● **WHAT YOU WILL DO**:
The entries follow. Please return all of them exactly.

Stored entries:
• • • •

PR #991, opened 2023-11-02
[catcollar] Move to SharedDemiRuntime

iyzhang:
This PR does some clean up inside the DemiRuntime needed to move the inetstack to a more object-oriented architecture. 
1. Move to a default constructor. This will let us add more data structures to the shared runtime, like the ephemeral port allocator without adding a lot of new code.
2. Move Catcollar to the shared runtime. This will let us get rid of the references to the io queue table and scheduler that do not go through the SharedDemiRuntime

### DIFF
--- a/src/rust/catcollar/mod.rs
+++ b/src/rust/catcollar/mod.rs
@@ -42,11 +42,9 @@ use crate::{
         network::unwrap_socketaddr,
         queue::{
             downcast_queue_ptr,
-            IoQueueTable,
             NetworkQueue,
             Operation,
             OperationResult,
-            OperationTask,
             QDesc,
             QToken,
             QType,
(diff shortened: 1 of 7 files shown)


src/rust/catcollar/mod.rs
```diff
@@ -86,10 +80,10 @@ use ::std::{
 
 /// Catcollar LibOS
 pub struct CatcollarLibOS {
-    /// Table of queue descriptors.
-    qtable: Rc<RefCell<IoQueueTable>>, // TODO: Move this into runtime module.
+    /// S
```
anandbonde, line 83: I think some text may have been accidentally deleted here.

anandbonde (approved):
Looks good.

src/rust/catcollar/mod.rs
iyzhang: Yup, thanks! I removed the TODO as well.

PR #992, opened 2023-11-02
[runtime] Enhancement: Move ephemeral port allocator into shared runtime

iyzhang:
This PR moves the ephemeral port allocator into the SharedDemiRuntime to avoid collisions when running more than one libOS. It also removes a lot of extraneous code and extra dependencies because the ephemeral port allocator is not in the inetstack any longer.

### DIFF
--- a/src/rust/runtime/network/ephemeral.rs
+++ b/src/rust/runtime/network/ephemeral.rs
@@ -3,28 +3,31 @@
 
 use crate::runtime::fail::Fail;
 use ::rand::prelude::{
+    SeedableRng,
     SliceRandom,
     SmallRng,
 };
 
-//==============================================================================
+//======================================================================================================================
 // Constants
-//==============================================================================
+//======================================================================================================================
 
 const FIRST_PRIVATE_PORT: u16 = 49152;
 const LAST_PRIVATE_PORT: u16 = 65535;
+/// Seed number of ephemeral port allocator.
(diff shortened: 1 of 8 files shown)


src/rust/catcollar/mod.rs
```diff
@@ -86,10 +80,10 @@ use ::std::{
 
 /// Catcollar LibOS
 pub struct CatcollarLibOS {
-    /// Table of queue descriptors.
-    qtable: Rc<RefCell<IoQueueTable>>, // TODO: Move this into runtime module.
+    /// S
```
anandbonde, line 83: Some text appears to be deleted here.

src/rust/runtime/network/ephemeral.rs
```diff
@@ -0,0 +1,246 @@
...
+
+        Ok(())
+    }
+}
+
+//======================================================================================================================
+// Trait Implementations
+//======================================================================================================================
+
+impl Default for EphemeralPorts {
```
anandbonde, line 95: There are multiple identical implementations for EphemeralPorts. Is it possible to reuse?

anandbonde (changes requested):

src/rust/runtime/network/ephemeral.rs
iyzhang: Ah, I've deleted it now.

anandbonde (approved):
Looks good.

• • • •

● **EXERCISE ANSWER**:
PR #991, opened 2023-11-02
[catcollar] Move to SharedDemiRuntime

iyzhang:
This PR does some clean up inside the DemiRuntime needed to move the inetstack to a more object-oriented architecture. 
1. Move to a default constructor. This will let us add more data structures to the shared runtime, like the ephemeral port allocator without adding a lot of new code.
2. Move Catcollar to the shared runtime. This will let us get rid of the references to the io queue table and scheduler that do not go through the SharedDemiRuntime

### DIFF
--- a/src/rust/catcollar/mod.rs
+++ b/src/rust/catcollar/mod.rs
@@ -42,11 +42,9 @@ use crate::{
         network::unwrap_socketaddr,
         queue::{
             downcast_queue_ptr,
-            IoQueueTable,
             NetworkQueue,
             Operation,
             OperationResult,
-            OperationTask,
             QDesc,
             QToken,
             QType,
(diff shortened: 1 of 7 files shown)


src/rust/catcollar/mod.rs
```diff
@@ -86,10 +80,10 @@ use ::std::{
 
 /// Catcollar LibOS
 pub struct CatcollarLibOS {
-    /// Table of queue descriptors.
-    qtable: Rc<RefCell<IoQueueTable>>, // TODO: Move this into runtime module.
+    /// S
```
anandbonde, line 83: I think some text may have been accidentally deleted here.

anandbonde (approved):
Looks good.

src/rust/catcollar/mod.rs
iyzhang: Yup, thanks! I removed the TODO as well.

PR #992, opened 2023-11-02
[runtime] Enhancement: Move ephemeral port allocator into shared runtime

iyzhang:
This PR moves the ephemeral port allocator into the SharedDemiRuntime to avoid collisions when running more than one libOS. It also removes a lot of extraneous code and extra dependencies because the ephemeral port allocator is not in the inetstack any longer.

### DIFF
--- a/src/rust/runtime/network/ephemeral.rs
+++ b/src/rust/runtime/network/ephemeral.rs
@@ -3,28 +3,31 @@
 
 use crate::runtime::fail::Fail;
 use ::rand::prelude::{
+    SeedableRng,
     SliceRandom,
     SmallRng,
 };
 
-//==============================================================================
+//======================================================================================================================
 // Constants
-//==============================================================================
+//======================================================================================================================
 
 const FIRST_PRIVATE_PORT: u16 = 49152;
 const LAST_PRIVATE_PORT: u16 = 65535;
+/// Seed number of ephemeral port allocator.
(diff shortened: 1 of 8 files shown)


src/rust/catcollar/mod.rs
```diff
@@ -86,10 +80,10 @@ use ::std::{
 
 /// Catcollar LibOS
 pub struct CatcollarLibOS {
-    /// Table of queue descriptors.
-    qtable: Rc<RefCell<IoQueueTable>>, // TODO: Move this into runtime module.
+    /// S
```
anandbonde, line 83: Some text appears to be deleted here.

src/rust/runtime/network/ephemeral.rs
```diff
@@ -0,0 +1,246 @@
...
+
+        Ok(())
+    }
+}
+
+//======================================================================================================================
+// Trait Implementations
+//======================================================================================================================
+
+impl Default for EphemeralPorts {
```
anandbonde, line 95: There are multiple identical implementations for EphemeralPorts. Is it possible to reuse?

anandbonde (changes requested):

src/rust/runtime/network/ephemeral.rs
iyzhang: Ah, I've deleted it now.

anandbonde (approved):
Looks good.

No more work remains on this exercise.